Generally speaking, the research points to a combination of factors rather than a single cause. Economic inequality, lack of education and broken family environments tend to come up most often. Arguably, the strongest predictor across countries is just deprivation — countries with smaller wealth gaps, like the Nordic states, consistently report lower crime rates. So the causes are structural more than personal.
Q2. Should prisons focus on punishment or rehabilitation?
I’d argue rehabilitation has to be the goal, even though it’s politically unpopular. Norway’s reoffending rate is around 20%, compared with over 60% in the US — and the difference is largely down to how prisons are designed. That said, certain serious crimes do require longer sentences for public safety. So it’s not either-or, but rehabilitation should be the default frame.
Q3. How should society treat young offenders differently?
It really depends on the crime, but on the whole I’d say young offenders need a different system because their brains are still developing. Locking a 15-year-old in an adult prison tends to produce a hardened criminal, not a reformed citizen. Most European countries use specialised youth courts and education-based interventions, and the outcomes are noticeably better.
Q4. Do CCTV cameras genuinely reduce crime?
The evidence is mixed, honestly. Cameras seem to reduce property crime in car parks and similar contained spaces, but they have little impact on impulsive or violent crimes — those tend to happen too fast for the camera to deter. Arguably the bigger effect is psychological: people feel safer, even if the actual statistics barely change. So it’s as much a public-perception tool as a crime-fighting one.

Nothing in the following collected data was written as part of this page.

PR #1049, opened 2023-07-14
Fixes #1014 It is possible to delete a module used by a simulation

### LINKED ISSUE #1014: It is possible to delete a module used by a simultion
- Load simulation "Aciclovir.pkml" from the r-package examples
- Open the building block "Spatial structure" from the created module
- Delete module

1) Simulation is still there - deleting a module that is used in a simulation should not be possible
2) The spatial structures BB is still open, while the module does not exist any more :) 

image

rwmcintosh:


src/MoBi.Presentation/Tasks/CheckNameVisitor.cs
```diff
@@ -193,7 +189,7 @@ public void Visit(IObjectBase objectBase)
 
          if (string.Equals(_oldName, objectBase.Name))
          {
-            _changes.Add(objectBase, _buildingBlock, new EditObjectBasePropertyInBuildingBlockCommand(_namePropertyName, _newName, _oldName, objectBase, _buildingBlock),
+            _changes.Add(objectBase, _buildingBlock, new RenameObjectBaseCommand(objectBase, _newName, _buildingBlock),
```
rwmcintosh, line 192: This was the line triggered when you had that little rename helper. Formerly, the name of the building block would change, but not the name in the simulation. You'd get an indication of the change in the simulation explorer.

Now when a building block shares names with other building blocks, and you chose to rename all of them together, that will trigger renaming the same building block in all simulations too.

src/MoBi.Presentation/Tasks/Interaction/InteractionTasksForModule.cs
```diff
@@ -113,8 +113,11 @@ public void LoadBuildingBlocksFromTemplateToModule(Module module)
 
       public void RemoveModule(Module module)
       {
-         context.AddToHistory(new RemoveModuleCommand(module)
-            .Run(context));
+         var referringSimulations = Context.CurrentProject.SimulationsCreatedUsing(module);
```
rwmcintosh, line 116: There was no test for module in use before. But to get it working, we need to sync the names.
Syncing the names is the bulk of the work here.

src/MoBi.Core/Commands/RenameObjectBaseCommand.cs
```diff
@@ -48,13 +51,23 @@ protected virtual void RenameObjectBase(IMoBiContext context)
...
-            renameBuildingBlockTask.RenameInSimulationUsingTemplateBuildingBlock(_objectBase.DowncastTo<IBuildingBlock>());
+            doWithRenameInSimulationTask(task => task.RenameInSimulationUsingTemplateBuildingBlock(OldName, _objectBase.DowncastTo<IBuildingBlock>()), context);
+         }
+         else if (_objectBase.IsAnImplementationOf<Module>())
+         {
+            doWithRenameInSimulationTask(task => task.RenameInSimulationUsingTemplateModule(OldName, _objectBase.DowncastTo<Module>()), context);
          }
       }
 
+      private void doWithRenameInSimulationTask(Action<IRenameInSimulationTask> action, IMoBiContext context)
```
msevestre, line 65: I am not sure I get this. What about you instantiate this tast in the calling method and then just call the method instead of creating a method with a delegate. Can't see the benefit of this indirectionhere

src/MoBi.Core/Domain/Model/MoBiSimulation.cs
```diff
@@ -20,19 +21,31 @@ public interface IMoBiSimulation : IWithDiagramFor<IMoBiSimulation>, ISimulation
       SimulationPredictedVsObservedChart PredictedVsObservedChart { get; set; }
       SimulationResidualVsTimeChart ResidualVsTimeChart { get; set; }
 
-      string ParameterIdentificationWorkingDirectory { get; set; }
```
msevestre, line 23: why is this gone? Not used?

src/MoBi.Core/Domain/Model/MoBiSimulation.cs
```diff
@@ -73,9 +86,38 @@ public void RemoveAllChartTemplates()
...
-         //TODO SIMULATION_CONFIGURATION
+         // We can consider the building block in-use if it belongs to a module that is in use.
+         if (templateBuildingBlock.Module != null)
+            return usesModuleBuildingBlock(templateBuildingBlock);
+
+         // Simple name match for building blocks that do not belong to a module
+         switch (templateBuildingBlock)
+         {
+            case IndividualBuildingBlock individualBuildingBlock:
+               return Equals(Configuration.Individual?.Name, individualBuildingBlock.Name);
```
msevestre, line 97: string.equals?

src/MoBi.Core/Domain/Model/MoBiSimulation.cs
```diff
@@ -73,9 +86,38 @@ public void RemoveAllChartTemplates()
...
          return false;
-         // return MoBiBuildConfiguration.BuildingInfoForTemplate(templateBuildingBlock) != null;
+      }
+
+      private bool usesModuleBuildingBlock(IBuildingBlock templateBuildingBlock)
+      {
+         return BuildingBlocks.Any(buildingBlock => buildingBlock.Module.IsNamed(templateBuildingBlock.Module.Name) && buildingBlock.IsTemplateMatchFor(templateBuildingBlock));
+      }
+
+      public IReadOnlyList<IBuildingBlock> BuildingBlocks
```
msevestre, line 110: That looks like a property but underneath the hood, there is a lot of stuff going on with select many, concat etc.. Wonder if we should make it a function instead so that it's clear that there is something going on? Thoughts?

src/MoBi.Core/Domain/Services/RenameInSimulationTask.cs
```diff
@@ -0,0 +1,74 @@
...
+      private readonly IMoBiProjectRetriever _projectRetriever;
+
+      public RenameInSimulationTask(IMoBiProjectRetriever projectRetriever)
+      {
+         _projectRetriever = projectRetriever;
+      }
+
+      public void RenameInSimulationUsingTemplateBuildingBlock(string oldName, IBuildingBlock templateBuildingBlock)
+      {
+         getBuildingBlocksWithMatchingNameAndType(_projectRetriever.Current.Simulations, oldName, templateBuildingBlock).Each(simulationAndBuildingBlock =>
```
msevestre, line 39: not sure why you are passing the simulations as parameter to this method since it comes from member . 
Dont make the method static and you are good to go

src/MoBi.Core/Domain/Services/RenameInSimulationTask.cs
```diff
@@ -0,0 +1,74 @@
...
+
+      private static IReadOnlyList<(IMoBiSimulation Simulation, IBuildingBlock BuildingBlock)> getBuildingBlocksWithMatchingNameAndType(IReadOnlyList<IMoBiSimulation> simulations, string nameToMatch, IBuildingBlock templBuildingBlock)
+      {
+         return simulations.SelectMany(simulation =>
+         {
+            // We cannot test for in use using the members of simulation. The standard in-use or created-by tests match based on names.
+            // Here, the names do not match because the building block has already been renamed
+            return simulation.BuildingBlocks.Where(buildingBlock => buildingBlock.IsTemplateMatchFor(templBuildingBlock, nameToMatch))
+               .Select(b => (simulation, b));
+         }).ToList();
```
msevestre, line 54: questionable if the tolist is rquired here for a private method used to iterate

src/MoBi.Core/Domain/Services/RenameInSimulationTask.cs
```diff
@@ -0,0 +1,74 @@
...
+      }
+
+      public void RenameInSimulationUsingTemplateModule(string oldName, Module templateModule)
```
msevestre, line 57: rename oldName => oldModuleName

src/MoBi.Core/Domain/Services/RenameInSimulationTask.cs
```diff
@@ -0,0 +1,74 @@
...
+      {
+         _projectRetriever.Current.Simulations.Each(simulation =>
+         {
+            // We cannot test for in use using the members of simulation. The standard in-use or created-by tests match based on names.
+            // Here, the names do not match because the module has already been renamed
+            simulation.Configuration.ModuleConfigurations.Select(x => x.Module).Where(module => module.IsNamed(oldName))
```
msevestre, line 63: feels like we need some accessor method. 
this Configuration.ModuleConfigurations.Select(x => x.Module) seems to be used multiple times. Should we add a Modules{get} in the simulation?

msevestre: also here it's a findByName kind of guy

src/MoBi.Core/Domain/Services/RenameInSimulationTask.cs
```diff
@@ -0,0 +1,74 @@
...
+               .Each(module => renameModules(simulation, module, templateModule.Name));
```
msevestre, line 64: can it be null?

src/MoBi.Core/Commands/RenameObjectBaseCommand.cs
rwmcintosh: It's just about removing duplicates of context.Resolve. I don't want to resolve the task if it's not going to be used and I didn't want to just duplicate that line. But, it's probably a lot more straightforward with

```
if(something)
  resolveThisThing
else if (something else)
  resolveThisThing
```

src/MoBi.Presentation/DTO/ModuleConfigurationDTO.cs
```diff
@@ -1,44 +1,54 @@
...
       {
-         return Equals(_moduleConfiguration, moduleConfiguration);
+         return Equals(ModuleConfiguration, moduleConfiguration);
       }
 
       public bool HasInitialConditions => !NullPathAndValueEntityBuildingBlocks.NullInitialConditions.Equals(SelectedInitialConditions);
 
       public bool HasParameterValues => !NullPathAndValueEntityBuildingBlocks.NullParameterValues.Equals(SelectedParameterValues);
+
+      public event PropertyChangedEventHandler PropertyChanged;
```
msevestre, line 52: ?? why this weird implementation of PRopertyChanged
Event should always be initialized otherwise you have a crash
Implement the NotifyDTO that handles eferythinf for you anyways

msevestre (changes requested):

src/MoBi.Core/Domain/Model/MoBiProject.cs
```diff
@@ -147,5 +145,14 @@ public IEnumerable<IObjectBase> All()
       {
          return All<IObjectBase>().Union(Simulations);
       }
+
+      /// <summary>
+      /// Returns a list of simulations that have a module where the name matches <paramref name="module"/>
+      /// This indicates that the <paramref name="module"/> was used as a template for the simulation
+      /// </summary>
+      public IReadOnlyList<IMoBiSimulation> SimulationsCreatedUsing(Module module)
```
msevestre, line 153: SimulationUsing? 
Why created?

src/MoBi.Core/Domain/Model/MoBiSimulation.cs
```diff
@@ -20,19 +21,31 @@ public interface IMoBiSimulation : IWithDiagramFor<IMoBiSimulation>, ISimulation
...
+
       /// <summary>
-      ///    Returns true if the simulation as created using the <paramref name="templateBuildingBlock" /> otherwise false.
+      /// Returns true if the simulation uses <paramref name="templateBuildingBlock"/>.
+      /// For module building blocks, the test checks if the <paramref name="templateBuildingBlock"/> is a member of
+      /// a module that's in use <see cref="Uses"/>. If the <paramref name="templateBuildingBlock"/> is not a module building block
+      /// the test is based on building block name and type.
       /// </summary>
+      /// <returns>True if the simulation uses the <paramref name="templateBuildingBlock"/>, otherwise false</returns>
       bool IsCreatedBy(IBuildingBlock templateBuildingBlock);
```
msevestre, line 36: shouldn't we continues with Uses?

src/MoBi.Core/Domain/Model/MoBiSimulation.cs
rwmcintosh: yes, not used

src/MoBi.Core/Domain/Model/MoBiSimulation.cs
```diff
@@ -73,9 +86,38 @@ public void RemoveAllChartTemplates()
...
+         if (templateBuildingBlock.Module != null)
+            return usesModuleBuildingBlock(templateBuildingBlock);
+
+         // Simple name match for building blocks that do not belong to a module
+         switch (templateBuildingBlock)
+         {
+            case IndividualBuildingBlock individualBuildingBlock:
+               return Equals(Configuration.Individual?.Name, individualBuildingBlock.Name);
+            case ExpressionProfileBuildingBlock expressionProfileBuildingBlock:
+               return Configuration.ExpressionProfiles.Any(x => Equals(x.Name, expressionProfileBuildingBlock.Name));
```
msevestre, line 99: ExistByName

src/MoBi.Core/Domain/Model/MoBiSimulation.cs
```diff
@@ -73,9 +86,38 @@ public void RemoveAllChartTemplates()
...
+      private bool usesModuleBuildingBlock(IBuildingBlock templateBuildingBlock)
+      {
+         return BuildingBlocks.Any(buildingBlock => buildingBlock.Module.IsNamed(templateBuildingBlock.Module.Name) && buildingBlock.IsTemplateMatchFor(templateBuildingBlock));
+      }
+
+      public IReadOnlyList<IBuildingBlock> BuildingBlocks
+      {
+         get
+         {
+            var buildingBlocks = Configuration.ModuleConfigurations.SelectMany(moduleConfiguration => moduleConfiguration.Module.BuildingBlocks).Concat(Configuration.ExpressionProfiles).ToList();
```
msevestre, line 114: maybe we should cache some of this shit (e.g. all building blocs used in a simulation)(. This never changes once the simulation is created and could be saved in the config or simulations. THis is repeated just too often I find

msevestre (changes requested):

src/MoBi.Core/Domain/Services/RenameInSimulationTask.cs
rwmcintosh: can what be null?

src/MoBi.Core/Commands/RenameObjectBaseCommand.cs
msevestre: sure. But the task is the same so put it before the if and it's a clear call then
Plus use switch on type so that you don't downcast etc

src/MoBi.Core/Domain/Services/RenameInSimulationTask.cs
msevestre: oh well I assumed it was a find byname because you can;t havetwo modules with the same name right? You can only have one at most but we are looping. Unexpected

src/MoBi.Core/Domain/Model/MoBiProject.cs
rwmcintosh: That just matches the existing overload, but they can both be renamed

src/MoBi.Core/Domain/Model/MoBiSimulation.cs
rwmcintosh: I'm with you on making an accessor that gives me all the modules like ```simulation.Modules {get}```. But caching them? I don't think it takes too long to calculate the modules for a simulation, and from that all the building blocks for the modules.

This way it won't be repeated.

msevestre: not the modules but the building blocks. THis never changes once it's created. Probalby not required unless this access is done over all parameters withing a loop etc.. . If we cached, we could go back to get get method and not a function

msevestre (approved):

Q5. Are some crimes more harmful to society than others?
Yes, though "harm" is multi-dimensional. Violent crime obviously causes the most direct suffering, but white-collar crime — corporate fraud, tax evasion — can damage thousands of lives at once and tends to be punished more leniently. There’s an argument that society undertaxes prosecutions of the second type, partly because it’s less visible. So the legal system’s priorities don’t always match the actual social cost.
三層結構提醒
Claim — I’d argue / On the whole / Generally speaking
Reason — because / since / the evidence suggests / arguably
Example — Norway’s 20% / US’s 60% / Nordic states / specialised youth courts
主題詞彙(Band 7 級)
| 詞彙 | 中文 | 範例 chunk | |------|------|------------| | rehabilitation | 更生 | invest in offender rehabilitation | | reoffending rate | 再犯率 | Norway’s low reoffending rate | | deterrent | 嚇阻 | the death penalty as a deterrent | | miscarriage of justice | 司法誤判 | risks of a miscarriage of justice | | white-collar crime | 白領犯罪 | under-prosecuted white-collar crime | | youth offender | 少年犯 | specialised courts for youth offenders | | restorative justice | 修復式正義 | restorative justice programmes | | custodial sentence | 監禁刑 | avoid unnecessary custodial sentences | | community service | 社區服務 | community service as an alternative | | recidivism | 累犯傾向 | high rates of recidivism | | socioeconomic factors | 社經因素 | socioeconomic factors driving crime | | surveillance | 監控 | the rise of public surveillance | | public safety | 公共安全 | balance public safety against rights | | moral panic | 道德恐慌 | avoid policy driven by moral panic |
台灣考生常見陷阱:情緒一邊倒
"Criminals are bad people. Just put them in prison forever." ——典型情緒答案,Band 5。Part 3 要的是冷靜分析,不是個人立場。
修正:永遠加入 on the other hand 或具體國家對比:
Tougher sentencing has political appeal — it sounds firm. On the other hand, the empirical record from the US, where prison populations exploded after the 1980s "tough on crime" wave, suggests longer sentences barely move crime rates. So the policy may be popular without being effective.